What you are asked to do => Among the records below, find the lines with the word "relevant" and copy them.

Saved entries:
▼▼▼
PR #9754, opened 2023-08-24
[verifier] fix counting bug in signature checker v2

vgao1996:
This fixes a panicking bug in the signature checker caused by `max_num_of_ty_params_or_args` not counting the type parameters of a script. This was originally implemented as part of https://github.com/aptos-labs/aptos-core/pull/9344 but it has been split out since that PR needs some re-work.


third_party/move/move-bytecode-verifier/src/signature_v2.rs
```diff
@@ -992,8 +993,11 @@ pub fn verify_module(module: &CompiledModule) -> VMResult<()> {
     res.map_err(|e| e.finish(Location::Module(module.self_id())))
 }
 
-pub fn verify_script(script: &CompiledScript) -> VMResult<()> {
-    let max_num = max_num_of_ty_params_or_args(BinaryIndexedView::Script(script));
+pub fn verify_script(config: &VerifierConfig, script: &CompiledScript) -> VMResult<()> {
+    let mut max_num = max_num_of_ty_params_or_args(BinaryIndexedView::Script(script));
+    if config.sig_checker_v2_fix_script_ty_param_count {
+        max_num = max_num.max(script.type_parameters.len());
+    }
```
davidiw, line 1000:
```suggestion
    let max_num = if config.sig_checker_v2_fix_script_ty_param_count {
        max_num = max_num.max(script.type_parameters.len())
    } else {
        max_num_of_ty_params_or_args(BinaryIndexedView::Script(script))
    }
```

vgao1996: I kinda get what you're trying to change, but new logic you proposed doesn't seem quite right. Do you actually mean
```
let max_num = if config.sig_checker_v2_fix_script_ty_param_count {
        usize::max(max_num_of_ty_params_or_args(BinaryIndexedView::Script(script)), script.type_parameters.len())
    } else {
        max_num_of_ty_params_or_args(BinaryIndexedView::Script(script))

```
?

wrwg (approved):

runtian-zhou (approved):

PR #9581, opened 2023-08-09
[move] extra randomness APIs + raffle and lottery examples

alinush:
### Description

1. Updates the randomness API to include more functions.
2. Gives two example of randapps: a raffle and a lottery.
    - The lottery example contains both a secure variant and an insecure one (susceptible to undergasing)

PR #9759, opened 2023-08-24
Publish `veiled_coin` and `drand` example modules under resource accounts

mstraka100:
### Description

This PR modifies the VeiledCoin and Drand Move example contracts to each be deployed under a resource account. Previously in both examples `init_module` would be deployed under a user account which kept signing access to the resource account. This has been changed so that the contract must be deployed under a resource account, whose authentication key is rotated in `init_module` so that the deploying user account loses signing access to it.

### Test Plan
The VeiledCoin and Drand unit tests have integrated the above change and can be run with `RUST_MIN_STACK=104857600 cargo test -- veiled_coin` and `RUST_MIN_STACK=104857600 cargo test -- drand` respectively in `aptos-core/aptos-move/move-examples`.


aptos-move/move-examples/tests/move_unit_tests.rs
```diff
@@ -117,7 +118,12 @@ fn test_hello_blockchain() {
 
 #[test]
 fn test_drand_lottery() {
-    test_common("drand");
+let addr = AccountAddress::from_hex_literal("0x7654").unwrap();
```
alinush, line 121: indent

aptos-move/move-examples/drand/Move.toml
```diff
@@ -10,4 +10,5 @@ AptosFramework = { local = "../../framework/aptos-framework" }
 std = "0x1"
 aptos_std = "0x1"
 aptos_framework = "0x1"
+source_addr = "_"
```
alinush, line 13: Would it be better to rename this to `developer_address`. I find "developer" more informative than "source" and in also in line with [the lottery PR](https://github.com/aptos-labs/aptos-core/pull/9581/files#diff-6f8716d830670b98d3861da5eec4442bfd3e2f6db3b35e340bb63c146ac05729R14))

aptos-move/move-examples/veiled_coin/Move.toml
```diff
@@ -10,3 +10,4 @@ std = "0x1"
 aptos_std = "0x1"
 aptos_framework = "0x1"
 veiled_coin = "_"
+source_addr = "_"
```
alinush, line 13: Same suggestion of using `developer_address`.

aptos-move/move-examples/veiled_coin/sources/veiled_coin.move
```diff
@@ -100,6 +100,14 @@
 /// the resource account can be used to transfer out the normal from its coin store. Transfering out a coin like this
 /// requires a `signer` for the resource account, which the `veiled_coin` module can obtain via a `SignerCapability`.
 ///
+/// ## Deploying this contract
```
alinush, line 103: Sweet!! :D

aptos-move/move-examples/veiled_coin/sources/veiled_coin.move
```diff
@@ -248,15 +258,16 @@ module veiled_coin::veiled_coin {
...
+        let signer_cap = resource_account::retrieve_resource_account_cap(
+            resource_account, @source_addr
+        );
 
-        move_to(deployer,
-            VeiledCoinMinter {
-                signer_cap
-            }
-        )
+        coin::register<CoinType>(resource_account);
```
alinush, line 267: Why must this be done here? There was code in `veiled_coin` that handled this before-hand.

Plus, the veiled coin module handles *any* type of coins, not just `CoinType`.

aptos-move/move-examples/veiled_coin/sources/veiled_coin.move
```diff
@@ -237,7 +247,7 @@ module veiled_coin::veiled_coin {
 
     /// Initializes a so-called "resource" account which will maintain a `coin::CoinStore<T>` resource for all `Coin<T>`'s
     /// that have been converted into a `VeiledCoin<T>`.
-    fun init_module(deployer: &signer) {
+    fun init_module<CoinType>(resource_account: &signer) {
```
alinush, line 250: I don't think `init_module` can be generic. Plus, it's not in line with the functionality we want: we want the `veiled_coin` module to be deployed **once** for **all** coin types.

aptos-move/move-examples/veiled_coin/sources/veiled_coin.move
```diff
@@ -763,9 +774,14 @@ module veiled_coin::veiled_coin {
...
 
     #[test_only]
-    /// So we can call this from `veiled_coin_tests.move`.
-    public fun init_module_for_testing(deployer: &signer) {
-        init_module(deployer)
+    /// So we can call this from `veiled_coin_tests.move`. `source` must be the signer of @source_addr
+    public fun init_module_for_testing<CoinType>(source: &signer, resource_acct: &signer) {
+        let seed = vector::empty();
+        let auth_key = vector::empty();
+        // When deploying this contract we must have both a source account which deploys the contract, and a resource account under which the contract is published. These two lines mock this flow for testing
```
alinush, line 781: Sweet! 😁 Again, consider replacing `source` with `developer`.

aptos-move/move-examples/veiled_coin/sources/veiled_coin.move
alinush: I believe the code that handles this should be in `veiled_mint_from_coin`. If it needs to be in other places, I would add `coin::register` there, not in `init_module`.

aptos-move/move-examples/veiled_coin/sources/veiled_coin.move
mstraka100: Done

aptos-move/move-examples/veiled_coin/Move.toml
mstraka100: Replaced with `developer_addr`

aptos-move/move-examples/drand/Move.toml
mstraka100: Replaced with `developer_addr`

aptos-move/move-examples/tests/move_unit_tests.rs
mstraka100: Done

aptos-move/move-examples/veiled_coin/sources/veiled_coin.move
mstraka100: Correct, this was a mistake. Removed the register line from `init_module`

aptos-move/move-examples/veiled_coin/sources/veiled_coin.move
mstraka100: Correct. Changed it back to be unparameterized

alinush (approved):

zjma (approved):

aptos-move/move-examples/drand/sources/lottery.move
```diff
@@ -129,7 +143,7 @@ module drand::lottery {
     /// Allows anyone to close the lottery (if enough time has elapsed) and to decide the winner, by uploading
     /// the correct _drand-signed bytes_ associated with the committed draw time in `Lottery::draw_at`.
     /// These bytes will then be verified and used to extract randomness.
-    public entry fun close_lottery(drand_signed_bytes: vector<u8>): Option<address> acquires Lottery {
+    public entry fun close_lottery(drand_signed_bytes: vector<u8>) acquires Lottery {
```
alinush, line 146: Yep... Ideally, if you can, consider having the `public entry close_lottery(...)` function call a `public close_lottery_internal(...):  Option<address>` function, where everything is implemented, and ignore its return value.

This would allow other contracts to call `drand::lottery::close_lottery_internal` and check who won. Right now, there is no easy way of doing this.

davidiw:
Considering that we have multi-user accounts, I'm curious what we're hoping to teach user's with this change?

alinush:
> Considering that we have multi-user accounts, I'm curious what we're hoping to teach user's with this change?

I'm not sure why multi-user (multisig v2?) accounts are relevant here. Are you suggesting a contract like `veiled_coin` should be deployed in a multisig v2 account?

What we're hoping people learn here is how to deploy the contract at a resource account that nobody controls. This seems important for contracts like `veiled_coin`, where an attacker could steal everybody's coins if he upgrades the contract.

However, if there's a better flow you have in mind, let's discuss!

davidiw:
> > Considering that we have multi-user accounts, I'm curious what we're hoping to teach user's with this change?
> 
> I'm not sure why multi-user (multisig v2?) accounts are relevant here. Are you suggesting a contract like `veiled_coin` should be deployed in a multisig v2 account?
> 
> What we're hoping people learn here is how to deploy the contract at a resource account that nobody controls. This seems important for contracts like `veiled_coin`, where an attacker could steal everybody's coins if he upgrades the contract.
> 
> However, if there's a better flow you have in mind, let's discuss!

Ahh, if that's the goal, then I would recommend setting the upgrade policy to immutable, but that's where I think it is important to decouple the goal of the code from the deployment considerations for the code.

* Immutable contract -- makes it clear who deployed it and its lifetime
* Resource account -- decouples ownership but does not prevent malicious upgrades in and of itself
* Multi-user account -- so long a quorum of owners agree to perform an operation it is viable

if you think you write bug free software or distrust of admins is greater than correctness, immutable contract.

otherwise leveraging multi-user with a high expectation for upgrades should suffice.

Most defi apps leverage a multi-ed or multi-user framework so that they can manage upgrades.

I think there are interesting aspects to tradeoff between the two here.

In veiled, what if there is a bug and coins get stuck somewhere? Could an upgrade fix it?

In drand, if there's a bug, we can just publish a new contract and have existing contracts point to that... but what if there's an immutable contract? Well I guess it would need an immutable drand :grin: ... In that case, I would say a drand router package that can be upgraded should point to immutable instances of versioned drand contracts.

mstraka100:
@davidiw Is it your opinion that it is generally a bad practice to deploy contracts to resource accounts, and that it is better to deploy a contract to a user account with an immutable upgrade policy? What do you mean that deploying to a resource account "does not prevent malicious upgrades in and of itself"? Particularly if the authentication key for the resource account is rotated to 0x0?

alinush:
As far as I can tell, we need better documentation on the many flows that can be used to deploy a smart contract and what is the recommended one / tradeoffs. Both @mstraka100 and I are confused about this. 

@davidiw, your write-up below is a good starting point, but we'd need more details & time to understand. If this documentation already exists, please point us to it. We couldn't find it (e.g., searching "immutable" on aptos.dev only yielded [this discussion](https://aptos.dev/guides/nfts/mint-nft-cli/#3-add-admin-account-and-functions)). Maybe we can help write it too. 

For now, we'll go ahead and merge this with the `aptos move create-resource-account-and-publish-package` flow, which AFAWK, rotates the authkey to zero and ensures nobody can control the resource account where the contract is deployed. Advanced users can customize this, if they want.

davidiw (changes requested):
let's discuss how to eliminate resource accounts and only demonstrate them in examples where they add value.

davidiw:
@movekevin , I think for examples, we really ought not be to clever with deployment strategies and just deploy on the deployers address. Then we can have advanced deployment methods as a single set of examples that can be combined. What are your thoughts?

PR #9767, opened 2023-08-24
[Mempool] reduce mempool log noise

bchocho:
### Description

Reduce the noise added by #9309. Make expected "errors" trace, and sample regardless.

### DIFF
--- a/mempool/src/shared_mempool/tasks.rs
+++ b/mempool/src/shared_mempool/tasks.rs
@@ -69,8 +69,17 @@ pub(crate) async fn execute_broadcast<NetworkClient, TransactionValidator>(
                 )
                 .peer(&peer)
                 .error(&error)),
+                BroadcastError::NoTransactions(_) | BroadcastError::PeerNotPrioritized(_, _) => {
+                    sample!(
+                        SampleRate::Duration(Duration::from_secs(60)),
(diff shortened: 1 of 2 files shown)


mempool/src/shared_mempool/tasks.rs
▲▲▲
Output for this exercise =>
I'm not sure why multi-user (multisig v2?) accounts are relevant here. Are you suggesting a contract like `veiled_coin` should be deployed in a multisig v2 account?
> I'm not sure why multi-user (multisig v2?) accounts are relevant here. Are you suggesting a contract like `veiled_coin` should be deployed in a multisig v2 account?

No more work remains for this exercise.